The easiest item in the multiple-choice assessment was Q2 where 90% of the students answered this item correctly.

The distractor analysis for this item gave the following:

The distractor analysis shows the proportion of students (y-axis) at each total score of the assessment (x-axis) choosing each mutliple-choice option. This item is shown as an example because we can see that there were no likely distractors in this case — everyone was likely to choose option A, therefore very few students showed any misconception for this item.

The first item in the assessment that showed interesting distractors was Q4.

The lowest scoring students were most likely to choose response A, 5300, perhaps interpreting fifty-three hundredths as fifty-three hundred. Students in the middle range of scores were most likely to choose response D, 0.053. They understood the hundredths part of the question but placed the 53 in the incorrect place-value position.

The next item in the assessment that showed interesting distractors was Q11.

The lower to middle scoring students were most likely to choose response, ¾. We can see the misconception that they simply subtracted the numerators and the denominators without converting the fractions to a common denominator.

The final item we examine is Q14.

All students except those at the highest-scoring end were most likely to choose response A, 2, and response B, 3. Response A is perhaps easiest to understand because students could have just multiplied the two whole numbers together.

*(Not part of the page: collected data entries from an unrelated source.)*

Issue #41879, opened 2026-03-13
Add user-facing documentation for `BranchResult`s and `SkipReason`s


jamietanna:
### Describe the proposed change(s).

As a follow-up to https://github.com/renovatebot/renovate/issues/38851 and https://github.com/renovatebot/renovate/issues/41878

Relates to https://github.com/renovatebot/renovate/issues/6916

PR #43109, opened 2026-05-05
fix(types): generate and reuse types from config options

felipecrs:
## Changes

I noticed that `config-validator` was not flagging `goModTidy` (instead of `gomodTidy`) as an invalid config option, even though the JSON schema was flagging it as invalid.

There is a PR to fix the `config-validator` (https://github.com/renovatebot/renovate/pull/43110), but I also noticed that TypeScript was not flagging the same issue because it was simply not typed.

So I had this idea: what if we generate all the types from the config options, which is used by both the documentation and the JSON schema? This way, we can ensure that all three are always in sync, and we don't need to maintain the types manually.

This PR is relatively simple, but it changes a lot of files because it updates all files to use the generated types instead of the former ones. It also fixes some small type issues that I noticed in the process, besides removing many redundant types that are not needed anymore.

I could do it in a backwards compatible manner by aliasing the old types to the new ones, but I don't think we are considering these types as part of our public API, are we?

## Context

## AI assistance disclosure

Claude Sonnet 4.6 was employed to implement the idea and to scan for all the types that needed to be updated.

The public repository: <URL>


viceice (commented):
please alias to reduce code changes.

types are used by mend tools, do we should not break exports if not required

jamietanna:
This change does on the whole look reasonable (at a glance, I've not reviewed it in full) but we should also consider how this will affect https://github.com/renovatebot/renovate/issues/41878 and https://github.com/renovatebot/renovate/issues/41879 and related work we're looking at to improve the documentation

felipecrs:
> please alias to reduce code changes.
> 
> types are used by mend tools, do we should not break exports if not required

Done. I've kept all existing type exports and reverted the refactorings related to that.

Response B is more difficult to understand but students could have understood that it is more than 2 because of the fraction parts needing to be multiplied as well.

In our next post, we will examine the initial results from the comparative judgement assessment.

## Using a multiple-choice assessment to examine misconceptions in maths

Can you share the total breakdown of responses for Q11? How many students total picked a, b, c, d, and e? This is a great example of a straightforward misconception and I'd like to highlight it in an upcoming presentation I'm doing. Many thanks.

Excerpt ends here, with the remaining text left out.